(Input material)

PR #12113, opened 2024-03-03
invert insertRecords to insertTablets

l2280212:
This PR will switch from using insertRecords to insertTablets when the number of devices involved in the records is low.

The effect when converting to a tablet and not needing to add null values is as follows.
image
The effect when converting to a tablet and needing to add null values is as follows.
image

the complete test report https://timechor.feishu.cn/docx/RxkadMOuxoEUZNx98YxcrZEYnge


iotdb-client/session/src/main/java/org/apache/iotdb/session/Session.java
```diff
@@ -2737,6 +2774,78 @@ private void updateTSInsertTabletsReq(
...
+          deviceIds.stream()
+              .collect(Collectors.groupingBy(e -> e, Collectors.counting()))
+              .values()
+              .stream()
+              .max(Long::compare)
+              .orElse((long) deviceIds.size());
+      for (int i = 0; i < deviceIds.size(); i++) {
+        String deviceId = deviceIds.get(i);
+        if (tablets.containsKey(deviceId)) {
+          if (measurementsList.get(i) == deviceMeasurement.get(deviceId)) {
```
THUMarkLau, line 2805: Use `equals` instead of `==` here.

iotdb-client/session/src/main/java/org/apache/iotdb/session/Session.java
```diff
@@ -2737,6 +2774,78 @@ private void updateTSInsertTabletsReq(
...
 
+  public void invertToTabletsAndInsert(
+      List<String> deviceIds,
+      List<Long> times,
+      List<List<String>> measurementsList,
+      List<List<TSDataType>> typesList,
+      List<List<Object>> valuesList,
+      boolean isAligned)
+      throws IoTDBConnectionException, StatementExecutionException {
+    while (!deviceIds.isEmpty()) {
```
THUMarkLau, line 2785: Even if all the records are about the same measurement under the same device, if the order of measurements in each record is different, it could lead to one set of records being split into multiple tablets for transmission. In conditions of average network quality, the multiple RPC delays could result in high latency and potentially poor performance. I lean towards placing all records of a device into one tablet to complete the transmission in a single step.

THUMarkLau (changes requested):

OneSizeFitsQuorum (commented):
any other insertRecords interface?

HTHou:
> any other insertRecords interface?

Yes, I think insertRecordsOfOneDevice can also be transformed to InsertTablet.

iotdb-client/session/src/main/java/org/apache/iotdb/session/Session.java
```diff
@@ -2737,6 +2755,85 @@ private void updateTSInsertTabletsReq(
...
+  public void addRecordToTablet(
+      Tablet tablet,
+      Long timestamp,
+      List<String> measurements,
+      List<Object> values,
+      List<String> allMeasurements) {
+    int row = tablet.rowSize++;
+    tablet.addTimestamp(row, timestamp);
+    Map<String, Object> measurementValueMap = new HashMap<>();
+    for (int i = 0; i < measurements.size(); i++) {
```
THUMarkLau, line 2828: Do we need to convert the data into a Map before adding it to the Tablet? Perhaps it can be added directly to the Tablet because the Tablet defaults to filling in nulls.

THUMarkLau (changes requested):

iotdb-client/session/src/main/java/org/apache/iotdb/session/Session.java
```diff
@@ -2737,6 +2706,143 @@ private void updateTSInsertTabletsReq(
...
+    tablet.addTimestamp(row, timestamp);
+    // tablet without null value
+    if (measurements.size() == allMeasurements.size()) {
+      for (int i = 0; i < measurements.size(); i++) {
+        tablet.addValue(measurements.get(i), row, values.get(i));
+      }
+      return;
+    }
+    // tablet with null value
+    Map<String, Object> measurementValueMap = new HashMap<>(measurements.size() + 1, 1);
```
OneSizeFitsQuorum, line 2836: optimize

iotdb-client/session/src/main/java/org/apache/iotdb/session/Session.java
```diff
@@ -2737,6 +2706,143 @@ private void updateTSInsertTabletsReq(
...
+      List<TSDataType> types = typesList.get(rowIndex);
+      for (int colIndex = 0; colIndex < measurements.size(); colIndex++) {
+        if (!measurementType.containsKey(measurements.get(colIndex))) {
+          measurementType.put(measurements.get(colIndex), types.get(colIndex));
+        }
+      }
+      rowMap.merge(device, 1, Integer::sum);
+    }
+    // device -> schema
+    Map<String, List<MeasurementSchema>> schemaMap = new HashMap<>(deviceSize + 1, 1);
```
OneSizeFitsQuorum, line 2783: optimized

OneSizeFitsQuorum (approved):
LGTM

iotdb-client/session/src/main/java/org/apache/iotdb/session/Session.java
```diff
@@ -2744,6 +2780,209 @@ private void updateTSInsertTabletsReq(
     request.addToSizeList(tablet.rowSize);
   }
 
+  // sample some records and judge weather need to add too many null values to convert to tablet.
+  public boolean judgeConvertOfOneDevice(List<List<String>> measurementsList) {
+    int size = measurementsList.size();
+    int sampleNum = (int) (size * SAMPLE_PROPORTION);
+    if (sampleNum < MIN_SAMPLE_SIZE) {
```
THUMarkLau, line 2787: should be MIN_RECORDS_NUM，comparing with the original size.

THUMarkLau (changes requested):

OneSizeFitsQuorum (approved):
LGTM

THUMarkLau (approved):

(End Input material)
(Input material)

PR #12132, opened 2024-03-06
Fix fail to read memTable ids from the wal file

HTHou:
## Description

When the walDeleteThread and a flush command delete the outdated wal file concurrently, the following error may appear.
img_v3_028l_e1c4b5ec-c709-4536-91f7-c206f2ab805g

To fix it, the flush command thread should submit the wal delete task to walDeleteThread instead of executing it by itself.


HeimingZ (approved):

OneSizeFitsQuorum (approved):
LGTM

(End Input material)

What is being asked >>
Could you please find every line of the listing above holding the string "rowSize" and copy it?

Written solution >>
+    int row = tablet.rowSize++;
     request.addToSizeList(tablet.rowSize);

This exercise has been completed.